====== EXERCISE MATERIALS
PR #701, opened 2020-12-19
TargetID-Fix: Initializing convars later

ZenBre4ker:
Now doesnt depend on earlier convar creation.

### DIFF
--- a/CHANGELOG.md
+++ b/CHANGELOG.md
@@ -19,6 +19,7 @@ All notable changes to TTT2 will be documented here. Inspired by [keep a changel
   - added a hook `TTT2AddedEvent` that is called after an event was added
 - Added `orm` library to simplify database access
 - Added French translation (by @MisterClems)
+- Added a `targetid` library, that can be used to draw TargetIDs for entities
 
 ### Changed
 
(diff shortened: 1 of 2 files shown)


TimGoll:
To be honest, I prefer the solution with the convar loader being moved infront of the library loader. This would solve this issue as well. DIdnÄt be discuss this yesterday and decided it was the best solution?

ZenBre4ker:
I actually thought we discussed, that we shouldn't Initialize that at all, because moving libraries shouldn't be a solution. Or in other words, libraries shouldn't depend on each other.
So this is a hotfix until I find more time to properly change the library.

TimGoll:
Yes we discussed to either move the convars to the start or make this library completely independant of thos things.

But I see, this should only be a hotfix and will be later improved?

ZenBre4ker:
Yeah kind of. I didn't really like the option to just move libraries. And so this is still a bad approach. Only problem I see here, is that alf doesn't like TODOs, but this is one.....

saibotk (approved):

Histalek (approved):
Please fix the Changelog file, it seems to be

Alf21 (approved):

PR #704, opened 2021-01-01
Lang: Fix variable name in SetActiveLanguage method

saibotk:
This patch fixes the variable name cached_active to the now renamed cachedActive.


TimGoll (approved):
Thanks! Seems like a merging error that slipped me.

Histalek (approved):

PR #710, opened 2021-01-08
Language: English localization changes and improvements

Satton2:


gamemodes/terrortown/gamemode/shared/lang/en.lua
```diff
@@ -1119,19 +1119,19 @@ L.submenu_appearance_interface_title = "Interface"
...
 L.help_hud_special_settings = "These are specific settings of this HUD."
-L.help_vskin_info = "VSkin (vgui skin) is the skin applied to all menu elements like the current one. Skins can be easily created with a simple lua script and can change colors and some size parameters."
-L.help_targetid_info = "TargetID is the information rendered when focusing an entity. A fixed color can be set in the general settings panel."
-L.help_hud_default_desc = "Set the default HUD for all players. Players that have not yet selected a HUD will receive this HUD as their default. This won't change the HUD of players that have already selected their HUD."
-L.help_hud_forced_desc = "Force a HUD for all players. This disables the HUD selection feature for everyone."
+L.help_vskin_info = "VSkin (VGUI skin) is the skin applied to all menu elements like the current one. They can be easily created with a simple Lua script and can change colors and some size parameters."
+L.help_targetid_info = "TargetID is the information rendered when pointing your crosshair on an entity. Its color can be configured in the 'General' tab."
```
Histalek, line 1132:
```suggestion
L.help_targetid_info = "TargetID is the information rendered when pointing your crosshair at an entity. Its color can be configured in the 'General' tab."
```

gamemodes/terrortown/gamemode/shared/lang/en.lua
```diff
@@ -1237,17 +1237,17 @@ L.item_no_fall_damage_desc = [[Makes you immune to fall damage.]]
 L.item_no_fire_damage = "No Fire Damage"
 L.item_no_fire_damage_desc = [[Makes you immune to fire damage.]]
 L.item_no_hazard_damage = "No Hazard Damage"
-L.item_no_hazard_damage_desc = [[Makes you immune to hazard damage such as posion, radiation and acid.]]
+L.item_no_hazard_damage_desc = [[Makes you immune to hazard damage such as poison, radiation, and acid.]]
 L.item_no_energy_damage = "No Energy Damage"
-L.item_no_energy_damage_desc = [[Makes you immune to energy damage such as lasers, plasma and lightning.]]
+L.item_no_energy_damage_desc = [[Makes you immune to energy damage such as lasers, plasma, and lightning.]]
```
Histalek, line 1242: While I do like the oxford comma i don't think we use it anywhere else. We should decide if we want to use it or not and use it consistently (or don't use it respectively)

gamemodes/terrortown/gamemode/shared/lang/en.lua
```diff
@@ -1276,7 +1276,7 @@ L.dna_help_primary = "Collect a DNA sample"
 L.dna_help_secondary = "Switch the DNA slot"
 L.dna_help_reload = "Delete a sample"
 
-L.binoc_help_pri = "Identify a body."
+L.binoc_help_pri = "Search a body."
```
Histalek, line 1279:
```suggestion
L.binoc_help_pri = "Inspect a body."
```
Regarding line 1266 this seems like the most consistent wording

gamemodes/terrortown/gamemode/shared/lang/en.lua
```diff
@@ -1087,17 +1087,17 @@ L.menu_administration_title = "Administration"
...
+L.menu_changelog_description = "A list of changes and fixes in recent versions."
+L.menu_guide_description = "Helps you to get started with TTT2 and explains some things about gameplay, roles and other stuff."
+L.menu_bindings_description = "Bind specific features of TTT2 and its addons to your own liking."
+L.menu_language_description = "Select the language of the gamemode."
+L.menu_appearance_description = "Tweak the appearance and performance of the UI."
+L.menu_gameplay_description = "Avoid roles and tweak some features."
+L.menu_addons_description = "Configure local addons to your liking."
+L.menu_legacy_description = "A panel with converted tabs from the original TTT that should be ported over to the new system."
+L.menu_administration_description = "General settings for HUDs, shops, etc."
+L.menu_equipment_description = "Set credits, limitations, availability, and other stuff."
```
Histalek, line 1099: same as the other comment regarding the oxford comma

Histalek (changes requested):
Thank you for your work! I really like the changes :)

just some small nitpicks and one team decision i guess =D

gamemodes/terrortown/gamemode/shared/lang/en.lua
Satton2: Regarding string 1040 (and many others), there should be the word «search». While the word «inspect» is used only in one string (1266 and currently 1279).

Histalek: you are right, in that case line 1266 should be `search` i guess. unless i'm missing something regarding the meaning behind these two

gamemodes/terrortown/gamemode/shared/lang/en.lua
Satton2: I think it should be used since it was used almost in every project where I was translating something. I have also seen that many study books and mass media use it, but not every, of course.

gamemodes/terrortown/gamemode/shared/lang/en.lua
Satton2: I think it should be used since it was used almost in every project where I was translating something. I have also seen that many study books and mass media use it, but not every, of course.

gamemodes/terrortown/gamemode/shared/lang/en.lua
Satton2: Is it the same action as in line 1267, right? If yes, then I will change it to "search".

gamemodes/terrortown/gamemode/shared/lang/en.lua
```diff
@@ -1119,19 +1119,19 @@ L.submenu_appearance_interface_title = "Interface"
 L.submenu_appearance_miscellaneous_title = "Misellaneous"
 
 L.submenu_gameplay_general_title = "General"
-L.submenu_gameplay_avoidroles_title = "Avoid Role Selection"
+L.submenu_gameplay_roles_title = "Avoid role selection"
```
TimGoll, line 1122: Headings are always with capital letters for every word. Same holds true for all of your changes.

gamemodes/terrortown/gamemode/shared/lang/en.lua
TimGoll: Afaik search and inspect are used interchangeably. Just make sure search/inspect are not mixed with confirm.

gamemodes/terrortown/gamemode/shared/lang/en.lua
TimGoll: Additionally you can't just change the string identifier without changing it in the code as well.

Satton2: I forgot about this rule, yeah. For string 1218 it doesn't really matter because of this:
image


> Additionally you can't just change the string identifier without changing it in the code as well.

Wait, how did I... I haven't change it...

gamemodes/terrortown/gamemode/shared/lang/en.lua
Alf21: Tbh, most of all I'm against the oxford style. It feels unnutural, most of all caused by the short grammatical constructs, which could easily be avoided and so would go hand in hand with many of other languages. Additionally, oxford style theoretically is just needed if the context is unclear. But "such as" already implies a list or single item, but not a deeper desccription with another list of an example.

Satton2: I don't split writing styles on Oxford and non-Oxford. In the Russian language, we have consistent and clear grammar rules, while in the English language, some things are unclear. I was taught to use this comma in such places, I see that comma many times, and that's why I want to put it there. If the TTT2 team doesn't want a comma in such places, I will not understand that decision, but I will accept it.

saibotk: I don't really favor any of them. I'm fine with both.

saibotk (approved):
Thank you very much for taking the time to go through all the strings :rocket:

gamemodes/terrortown/gamemode/shared/lang/en.lua
Histalek: after thinking about it again, i'm inclined to agree with alf here. in this case the oxford comma doesn't serve a purpose.
furthermore i'm afraid that it might confuse future translators who aren't familiar with it. The English language file is our 'reference' language afterall and therefore should be as simple as possible and only as complex as needed

Satton2: > furthermore i'm afraid that it might confuse future translators who aren't familiar with it. The English language file <…> should be as simple as possible and only as complex as needed

For me, it sounds like someone just said that you can translate without enough knowledge... heh, translation work isn't easy. Also, there can be more confusing things than just a little comma. (especially in the Russian language ;) )

I have to say that this comma doesn't really matter for my language since we have different grammar rules, so we don't put it there (_I bet that for other languages it doesn't matter too._). It only matters for players who use English. This comma is usually used in American English. For example, Steam and Valve games use it, while Garry's Mod... well, there are not enough in-game strings to understand if it uses it or not, but GMod's blogs use it too. So, I don't see what can cause confusion here for translators, except for the lack of knowledge.

Alf21: @TimGoll @lebroomer Any additional personal oppinion?

saibotk: We decided to not use the oxford comma in the translations.

gamemodes/terrortown/gamemode/shared/lang/en.lua
Satton2: The comma is now removed.

gamemodes/terrortown/gamemode/shared/lang/en.lua
Satton2: The comma is now removed.

Histalek (approved):
Thank you very much :)

Alf21 (approved):
❤️

PR #711, opened 2021-01-11
Roleselection: Fix Layering

ZenBre4ker:
Before this fix, there was a for-loop that should have been repeated with the same index, if certain conditions were met. As lua creates a fixed set of indizes, which it internally iterates through changes to the index i in this case had no effect. Therefore if an empty layer was found, the next layer got also skipped as a consequence.

The Fix therefore now safely iterates through the layers until a valid layer is found and chooses a role out of it.
In case it still has baseroles left, but doesnt find a valid layer, the rest of available base roles are chosen after that. That's why I switched from if-else to two if-statements.

Still missing is a fix to the subroles, which are a bit more tricky. But this is my first draft for discussion.

### DIFF
--- a/CHANGELOG.md
+++ b/CHANGELOG.md
@@ -46,6 +46,7 @@ All notable changes to TTT2 will be documented here. Inspired by [keep a changel
 
 - Fixed weapon pickup bug, where weapons would not get dropped but stayed in inventory
 - Fixed a roleselection bug, where forced roles would not be deducted from the available roles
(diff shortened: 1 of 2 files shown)


ZenBre4ker:
Tested now base and subrole layers with some roles. It seems to be working now.

saibotk (approved):
Looks good to me!

Thank you very very much :rocket: awesome, that you found the issue :heart:

Alf21 (approved):

Issue #686, opened 2020-10-20
Deactivating Karma doesn't reset Damage reduction


ZenBre4ker:
## Your version of TTT2 (mandatory)
- Latest GitHub version of 18.10.2020

## Describe the bug (mandatory)
If your Karma is below 1000, where your damage gets reduced, you then disable Karma per Convar/Ulx and restart the round, the damage reduction stays active. This only gets refreshed by a mapchange.

## To reproduce

Steps to reproduce the behaviour:

1. Change your Karma to 0
2. Start or Restart a round
3. Deactivate Karma per Convar/Ulx
4. Restart the round
5. Take a sniper rifle for example, which deals 200 damage headshot. Console says 20 now.

## Expected behaviour
Normally the damage reduction shouldnt be there, when Karma is deactivated.

ZenBre4ker:
Is this fixed now?

saibotk:
Yes it should, if not, let me know and i will reopen the issue :) 

(Thanks didn't see this was not auto closed)

PR #713, opened 2021-01-13
Karma: Fixed karma damage bug

TheNickSkater:
Fixed so karma will no longer be accounted for in the damage if the system was disabled.
Related to https://github.com/TTT-2/TTT2/issues/686


TimGoll (approved):
Great, this is a nice and simple fix!

saibotk (approved):
Thank you very much :rocket:

PR #721, opened 2021-02-07
Update CHANGELOG.md

westooooo:
I fixed japanese translation. but I'll update it soon again.


saibotk:
@westooooo Hint: You need to change this file on the same branch as your other PR is, by default Github will always create a new branch if you do not select anything :)

PR #722, opened 2021-02-08
Classbuilder: Fixed inheriting from same base

TimGoll:
Right now inheriting on the same base from different calls does not work because the base is restricted to the one call for one specific folder. I change it in such a way that a table can be passed through.

Additionally I improved the event loading print.

### DIFF
--- a/CHANGELOG.md
+++ b/CHANGELOG.md
@@ -6,7 +6,7 @@ All notable changes to TTT2 will be documented here. Inspired by [keep a changel
 
 ### Fixed
 
-- Inheriting from the same base in different folders did not work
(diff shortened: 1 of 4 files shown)


CHANGELOG.md
```diff
@@ -4,6 +4,10 @@ All notable changes to TTT2 will be documented here. Inspired by [keep a changel
 
 ## Unreleased
 
+### Fixed
+
+- Inheriting from the same base in different folders did not work
```
saibotk, line 9:
```suggestion
- Inheriting from the same base using the classbuilder in different folders did not work
```

saibotk (approved):
:rocket:

Alf21 (approved):

PR #725, opened 2021-02-19
Credits: Made TTT2CanTransferCredits a part of GM

AaronMcKenney:
The TTT2CanTransferCredits hook from my previous pull request seems to have messed with the API Documentation somewhat:
Credit_Hook_Whoops

Based on the layout, it seems like it should be a part of the GM section, so I went ahead and made that change. Not sure why the right panel has "()" and nothing else.


TimGoll (approved):
Nice catch, thanks!

TimGoll:
Another thing: `number` has to be lowercase in the params list

saibotk (approved):

PR #737, opened 2021-03-08
Fixed outline library

### LINKED ISSUE #736: Outline Bug/Error

Leave one of the following:

- Latest GitHub version

## Video
https://youtu.be/KNdcDz8HdAg

When a player become traitor and there is another traitor alive, the screen turn black e appars an error in console 
Is for sure correlated with traitor outline or generally speaking with outline system
This issue is really serious because it does not allow you to play traitors
This error do not appear if is not installed "Teammates glowing addon"

## To reproduce

1. Force Traitor or Become traitor
2. Force another Player/bot traitor

## Expected behaviour
No error and the screen should be not black screen

- Collection link of your Server: https://steamcommunity.com/sharedfiles/filedetails/?id=1806066645
- **All** Server errors in the server console
-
============
DIRECTIONS — Scan the entries for lines holding the string "rocket", then copy every one of them.

ANSWER SECTION —
Thank you very much for taking the time to go through all the strings :rocket:
Thank you very very much :rocket: awesome, that you found the issue :heart:
Thank you very much :rocket:
:rocket:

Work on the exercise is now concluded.